There have been many versions and reconstructions since 1877, each of which appears further and further away not so much from Petipa’s choreography, but from the circumstances of La Bayadère’s creation for what was then the Imperial Russian Ballet. That its Tsarist association survived the 1917 Revolution is a story of tenacity and political sleight-of-hand described in Christina Ezrahi’s fascinating book, Swans of the Kremlin, but even as it has become one of today’s most recognizable classical ballets, it is hard to engage in the story. Presenter Katya Novikova suggested the subject of La Bayadère was inspired by Tsarevich Alexander’s recent visit to India; certainly the Indian iconography and music is presented entirely through a western sensibility.

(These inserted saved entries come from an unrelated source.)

PR #5184, opened 2016-11-04
Add grad_scale op

YangZhang4065:
I added a new grad_scale op to scale or inverse gradient in back-propagation.

This op could be helpful if you want to
1, Implement adversarial optimization which requires gradient inverse:
https://arxiv.org/abs/1409.7495
https://arxiv.org/abs/1511.06434

2, Have relatively different learning rates across the graph.

### DIFF
--- a/theano/gradient.py
+++ b/theano/gradient.py
@@ -2067,7 +2067,7 @@ def grad_clip(x, lower_bound, upper_bound):
 class GradScale(ViewOp):
     def __init__(self,multiplier):
         self.multiplier=multiplier
-        
+
     def grad(self, args, g_outs):
         return [self.multiplier*g_out for g_out in g_outs]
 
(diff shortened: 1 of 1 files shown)


lamblin:
I'm not opposed to it, but maybe we should have a more general mechanism for defining or redefining the gradient of an Op, rather than a collection of Ops for all the things that we may want to do to gradients.
Scaling seems general enough (as well as blocking and clipping, which we already have), so I'm OK with this PR.

f0k:
> maybe we should have a more general mechanism for defining or redefining the gradient of an Op

+1

This comes up on the Lasagne mailing list every now and then. For guided backprop, I used OpFromGraph and replaced the `grad` method, but that's cumbersome (the subgraph inside OpFromGraph cannot interact with the outside graph any more in optimization, so you need to manually define it for the correct device, for example).
Maybe we can have a simpler way to define an Op from two functions (forward and backward pass). It would create a unique placeholder Op with a `grad` method and register an optimization that replaces the placeholder with the forward pass.

lamblin:
@f0k Agreed, that is indeed what we suggest in #5225.

f0k:
> Agreed, that is indeed what we suggest

Ah, great minds think alike :)

nouiz:
@YangZhang4065 Do you have time to finish this PR? It only need the flake8 fixes I comented aboce. Otherwise, it should be good.

thanks

nouiz:
continued in gh-5399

The interest in the ballet, beyond the Kingdom of the Shades, lies more with the interpretation of the roles and the quality of the dancing.

In the first two acts, which depend heavily on mime, the performances of Olga Smirnova as Nikiya, Olga Marchenkova as Gamzatti and Artemy Belyakov as Solor never seem to gel, either within themselves, with each other or with the story; the love, jealousy and betrayal are indicated but not fully embodied. In a narrative that is essentially a western orientalist concoction, the portrayal of human values with which we can empathise is vital. The closest Smirnova comes to this — and the closest Petipa came to an oriental inspiration — is in her sensual confession of love for Solor at the feet of Gamzatti in the second act. 

Throughout La Bayadère we are, of course, only present through the subjectivity of the camera lens directed by Isabelle Julien for Pathé Live, and what the camera can see is not necessarily what the audience can see; the intimacy of the closeup is intrusive in a way that a regular view from the audience can never achieve. Classical ballet has prescribed ways of moving and telling stories that belong within the proscenium setting; when select cinematic processes translate these narrative elements to the big screen, they can affect our perception of the art form. Although we will watch intently every move and gesture of a principal dancer during a solo, it is always within the context of the stage setting. Julien’s focus during La Bayadère tends to replace the ‘best seat in the house’ for a contrived point of view; from a purely balletic perspective, it is false. This is particularly noticeable in the famous entrance of the 32 dancers in the Kingdom of the Shades. The choreography forms a slow, painterly procession of arabesque poses that can only be fully appreciated on the scale of the proscenium stage. Julien instead makes a cinematic choice to show only a part of the composition, one that focuses on a narrowly defined vertical angle that removes the magic of the horizontal effect. It is an instance of the live stream inserting its own visual interpretation of the ballet rather than respecting the conventions of balletic perspective; instead of enhancing that perspective through the camera, Julien removes us further from what Petipa had imagined.